The modern story begins with a murdered woman in a parody of prayer at the foot of the tree. She is the original problem the TV series sets out to solve.
The dead woman – a blood sacrifice - at the foot of the tree of life is the problem posited by patriarchy.

That army of men marching through the fields to solve the problem are the very cause of her death. Individually and institutionally, it is their methodology of dominance and violence that have produced her death.
Violence is antithetical to life.

Tree Goddess

Until women’s experience and voices are fully involved in that army - behind the scenes and on screen - working together to transform our present rapist, murderous society into a life-giving culture again –– women and children will go on dying under the tree.

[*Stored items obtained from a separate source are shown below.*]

PR #36, opened 2017-03-23
Merge pull request #1 from hyginn/master

bagherig:
```
> test_that("isGeneSymbol identifies invalid gene symbols", {
+     # Input contains invalid (non-HGNC) gene symbols.
+     input <- c("", "!@#", "AR3bsdt!", "123")
+     expected_output <- c(FALSE, FALSE, FALSE, FALSE)
+     expect_equal(isGeneSymbol(input), expected_output)
+ 
+ })
> test_that("isGeneSymbol identifies correct gene symbols, and input is case insensitive", {
+     # Input contains correct HGNC gene symbols.
+     input <- c("A1BG", "a1bg", "A1bG", "a1Bg")
+     expected_output <- c(TRUE, TRUE, TRUE, TRUE)
+     expect_equal(isGeneSymbol(input), expected_output)
+ })
> test_that("a corrupt input does not lead to corrupted output", {
+     # Input is corrupted (NULL, NA, vector of length zero, or no input at all).
+     expect_error(isGeneSymbol())
+     expect_error(isGeneSymbol(c()))
+     expect_error(isGeneSymbol(NULL))
+     expect_error(isGeneSymbol(NA))
+ })
```


R/checkGeneSymbols.R
```diff
@@ -0,0 +1,48 @@
...
+isGeneSymbol <- function(input) {
+    # Check the validity of the input.
+    if (is.null(input) || length(input) == 0 || typeof(input) != "character" ||
+        mode(input) != "character" || class(input) != "character") {
+            stop("Invalid input!")
+    }
+
+    output = c()
+
+    # Check each component of the input vector.
```
hyginn: Now you're giving up all the advantages of fast matching when you are iterating over the input, and worse, dynamiclly growing the output. This will be **really** slow. Write this as:
```
return(!is.na(fmatch(toupper(symbol), geneNames$Gene_Symbol)))
```
... and just for fun, try a microbenchmark on both versions with, say, 1,000 symbols and let me know hao much faster the second version is.

inst/scripts/generateHGNCHash.R
```diff
@@ -0,0 +1,59 @@
...
+#'
+#' @seealso \code{\link{isGeneSymbol}} is used to check if a gene symbol is a
+#' valid HGNC gene symbol that is contained in inst/extdata/HGNCSymbols.rds.
+
+library(fastmatch)
+
+# Open the connection/file.
+## Change fURL to be the URL of the file containing HGNC gene symbols.
+## The file is assumed to contain the symbol, status and locus group of the gene.
+fURL <- "http://tinyurl.com/kk3r9ck"
```
hyginn: No, that won't pass - you need to use the actile URL, otherwise, how would someone know that you are not taking them to an illicit Website...

inst/scripts/generateHGNCHash.R
```diff
@@ -0,0 +1,59 @@
...
+
+# Find the index of the columns that contain the gene symbol, status, and locus
+# group of the genes.
+symbolCol <- which(headerVector == "Approved Symbol")
+statusCol <- which(headerVector == "Status")
+locusCol <- which(headerVector == "Locus Group")
+
+# vectors containing the (important) statuses and locus groups of interest.
+impStatuses <- c("Approved")
+impLocusGroups <- c("protein-coding gene", "other", "phenotype")
```
hyginn: The selection we discussed per eMail included much more detail in LocusTypes, and it did not use LocusGroups. Why this change?

inst/scripts/generateHGNCHash.R
```diff
@@ -0,0 +1,59 @@
...
+
+# Read line by line.
+geneSymbols <- c()
+while (length(entry <- readLines(HGNCFile, n = 1)) > 0) {
```
hyginn: While this will work, (and I'm not requiring you to change this) the "proper" way here would be to use read.delim(), or better readr::read.delim(), select rows to include or exclude, and subset your symbols with a single statement.  No iteration.

tests/testthat/testCheckGeneSymbols.R
```diff
@@ -0,0 +1,67 @@
+# testDummy.R
+#
+# Dummy tests as a template for unit testing in test-driven development
```
hyginn: Delete comments from file templates unless you need them to explain the contents of **THIS** file.

tests/testthat/testCheckGeneSymbols.R
```diff
@@ -0,0 +1,67 @@
...
+#    test_that("a sane input gives an expected output", { ... })
+#    test_that("a corrupt input does not lead to corrupted output", { ...})
+
+
+context("checkGeneSymbols functions")
+
+
+# ==== BEGIN SETUP AND PREPARE =================================================
+OLOG <- as.character(getOption("rete.logfile"))   # save original logfile name
+logFileName(fPath = tempdir(), setOption = TRUE)  # make tempdir() the log dir
```
hyginn: Unnecessary, since you are not creating a log-file.

tests/testthat/testCheckGeneSymbols.R
```diff
@@ -0,0 +1,67 @@
...
+NL <- .PlatformLineBreak()
+# ==== END SETUP AND PREPARE ===================================================
+
+test_that("isGeneSymbol identifies invalid input", {
+    # Input contains invalid input.
+    input <- c(TRUE, 3.14, data.frame(key=c(1,2)), c(1,2,3))
+    expect_error(isGeneSymbol())
+    expect_error(isGeneSymbol(c()))
+    expect_error(isGeneSymbol(NULL))
+    expect_error(isGeneSymbol(input))
```
hyginn: Careful - there might be a symbol called input in the Global Environment. That's quite possible. Better to use something like noSuchObject . Thi also makes it more readable what you are testing for.

tests/testthat/testCheckGeneSymbols.R
```diff
@@ -0,0 +1,67 @@
...
+    expect_error(isGeneSymbol(TRUE))
+    expect_error(isGeneSymbol(3.14))
+    expect_error(isGeneSymbol(data.frame(key=c(1,2))))
+    expect_error(isGeneSymbol(c(1,2,3)))
+    expect_error(isGeneSymbol(NA))
```
hyginn: On the fence about this one - should this not just return FALSE? I think it should.

tests/testthat/testCheckGeneSymbols.R
```diff
@@ -0,0 +1,67 @@
...
+})
+
+
+test_that("isGeneSymbol identifies correct gene symbols,
+          and input is case insensitive", {
+    # Input contains correct HGNC gene symbols.
+    input <- c("A1BG", "a1bg", "A1bG", "a1Bg")
+    expected_output <- c(TRUE, TRUE, TRUE, TRUE)
+    expect_equal(isGeneSymbol(input), expected_output)
```
hyginn: Simply:
```
expect_equal(isGeneSymbol(c("A1BG", "a1bg", "A1bG", "a1Bg")),
                          c(TRUE, TRUE, TRUE, TRUE))
```

tests/testthat/testCheckGeneSymbols.R
```diff
@@ -0,0 +1,67 @@
...
+})
+
+
+test_that("isGeneSymbol identifies incorrect gene symbols
+          that are not present in the table", {
+    # Input includes symbols not present in the table.
+    input <- c("1234", "!@#$@", NA)
+    expected_output <- c(FALSE, FALSE, FALSE)
+    expect_equal(isGeneSymbol(input), expected_output)
```
hyginn: Simply:
```
expect_equal(isGeneSymbol(c("1234", "!@#$@", NA, "A1BG")),
                          c(FALSE, FALSE, FALSE, TRUE))
```

tests/testthat/testCheckGeneSymbols.R
bagherig: done

tests/testthat/testCheckGeneSymbols.R
bagherig: done

tests/testthat/testCheckGeneSymbols.R
bagherig: done

tests/testthat/testCheckGeneSymbols.R
bagherig: done

tests/testthat/testCheckGeneSymbols.R
bagherig: done

tests/testthat/testCheckGeneSymbols.R
bagherig: If you mean isGeneSymbol(NA), the problem with that is that:
```
> typeof(NA)
[1] "logical"
> class(NA)
[1] "logical"
> mode(NA)
[1] "logical"
```
So should I explicitly code so that if the input it NA, then return `FALSE`?

tests/testthat/testCheckGeneSymbols.R
bagherig: Okay I just thought my way would be more readable.
done

tests/testthat/testCheckGeneSymbols.R
bagherig: done

tests/testthat/testCheckGeneSymbols.R
bagherig: done

inst/scripts/generateHGNCHash.R
bagherig: done, I think (If I understood what you mean by **actile** URL correctly).
Could you clarify what you mean by an **actile** URL please?

inst/scripts/generateHGNCHash.R
bagherig: Well we never discussed which Locus Types to include. And in the email I said I think I should include locus groups "other" and "phenotype".

Here is the email, for reference:

> > Okay I think I get it. Also, here is what I got after calling unique on the different columns of the data obtained from HGNC.
> 
> > unique(status) 
> [1] "Approved"         "Symbol Withdrawn" "Entry Withdrawn" 
> > unique(locusType)
> [1] "gene with protein product"  "RNA, long non-coding"       "withdrawn"                  "pseudogene"          
> [5] "virus integration site"     "readthrough"                "phenotype only"             "unknown"                   
> [9] "region"                     "endogenous retrovirus"      "fragile site"               "immunoglobulin gene"       
> [13] "immunoglobulin pseudogene"  "transposable element"       "RNA, micro"                 "RNA, ribosomal"            
> [17] "RNA, transfer"              "complex locus constituent"  "protocadherin"              "RNA, cluster"              
> [21] "RNA, misc"                  "RNA, small nuclear"         "RNA, small cytoplasmic"     "RNA, small nucleolar"      
> [25] "RNA, Y"                     "T-cell receptor gene"       "T-cell receptor pseudogene" "RNA, vault"                
> > unique(locusGroup)
> [1] "protein-coding gene" "non-coding RNA"      "withdrawn"           "pseudogene"          "other"               
> [6] "phenotype"          
>
> Which genes would you say I should include in the data frame? I think the genes with Locus Group "other" and "phenotype" might also be important? What do you think?

bagherig: So which Locus Types should I include in the data frame? I think the pseudogenes should NOT be included. But the following should be included:
> "gene with protein product"
> "virus integration site"
> "region"
> "fragile site"
> "endogenous retrovirus"
> complex locus constituent 
> immunoglobulin gene
> phenotype only
> protocadherin 
> readthrough 
> T cell receptor gene 
> transposable element

Also, perhaps the RNA ones are also important? What do you think? [Here](http://www.genenames.org/help/download) is a list of definitions of the terms, in case you want to look at them.

Thanks

R/checkGeneSymbols.R
bagherig: wow you are right I did not know you can fmatch a vector against a vector...

Here are the microbenchmark results:
```
> microbenchmark(isGeneSymbol(a), isGeneSymbol2(a))
Unit: microseconds
             expr      min         lq       mean    median        uq       max neval cld
  isGeneSymbol(a) 9792.464 10463.5370 11418.6488 10828.522 11501.450 16326.030   100   b
 isGeneSymbol2(a)  145.160   154.8995   194.1434   185.972   224.001   370.088   100  a 
```
isGeneSymbol is my version and isGeneSymbol2 is your version. Your version is much much faster!
Also, the input "a" included 1002 components.

tests/testthat/testCheckGeneSymbols.R
hyginn: Hm. You an also do ```x <- as.character(NA)``` and then ```mode(x)``` is "character". Now that makes me worried that we would do so much testing here, that the fast function would be made slow again. By comparing the behaviour of match() with is.integer, I think we should do the following: if the input is NULL or length() == 0, we return FALSE:
```
if (length(input) == 0 || is.null(input) { return(FALSE) }
```
because neither of the two is a gene symbol. Otherwise we cast the input to character (which is fast, if it already character in the first place), convert to upper, and ```fmatch()``` it. Almost everything will be flattened into a vector of elements and processed. A single NA returns FALSE, and all nonsense that I could think of and tried does too.  That way we can virtually guarantee that the function returns a logical - and for example - that makes it safe to use in an ```if()``` statement. Thus the actual function would be:
```
return(!is.na(fmatch(toupper(as.character(input), geneNames$Gene_Symbol)))
```
... and if the user chooses to feed the function a bunch of numbers, that's none of our business - we'll just return a bunch of FALSE - which is correct because a number is not a gene symbol.

inst/scripts/generateHGNCHash.R
hyginn: I did send you a list of locusTypes - but NVM, I can just make the change. No big deal.

hyginn:
I think it's all done. Smooth sailing overall. I'll merge it in, then apply the few polishing steps that I still thought of. Excellent.

hyginn:
Merged.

The tree of life represents the anima mundi – the soul of the world -  dancing life for us all. Male experience doesn’t own or solely represent the physical or the metaphysical world – we all hold up the sky.


  1. Great critique, Fern. From a writer's point of view, the male writers defended the criticism of lack of female 'story' because it was meant to be from the two cops point of view, who were males. Their job wasn't to tie the other characters' loose ends because we are following the story through the two main characters' eyes. And these two men ARE a product of the violent world they inhabit. To a certain point I agree with this defence -- the shot of the posse of men descending on the crime scene is probably a reality -- I imagine the make-up of policeforce in that area in the 70s? to be nearly 100% men. Also the scenes in the office at the police HQ made a shiver go through me -- so misogynist but probably how it was. Having said that though, I found your critique on the male/female dictomy to be so important to be said. We need to see women on the screen as equal and opposites to the men -- because it's just not true to see it any other way. As an aside, I also agree with your comments that Mc's wife wouldn't have slept with his partner, yes, because they were friends and it didn't fit her character -- or his! Stunning stuff Fern, great writing, and loved the tree pics :)

  2. Thanks for that insight from the writing point of view. However I disagree about "their job wasn't to tie the other characters' loose ends..." the writer deliberately set up tensions between a whole lot of dichotomies and never tied any of them - many questions opened, but never any attempt to reconcile them - EXCEPT for the male buddyship. And a really good/great writer would have been able to tell from the male point of view but given humanity to the women characters as well as been truer to the other tensions which the plot and writing kept throwing up. For example the atheism of Mathew Mc's character was completely undermined at the end when he appears dressed like a Christ-like figure (in the white hospital gown and long hair- classic Victorian Christ) spouting metaphysical claptrap, that Americans seem to lap up. Certainly these two characters are a product of the world they inhabit but just how aware of the deplorable sexism the writing was is deeply suspect. AND the writing utilised that sexism in very cynical and formulaic ways.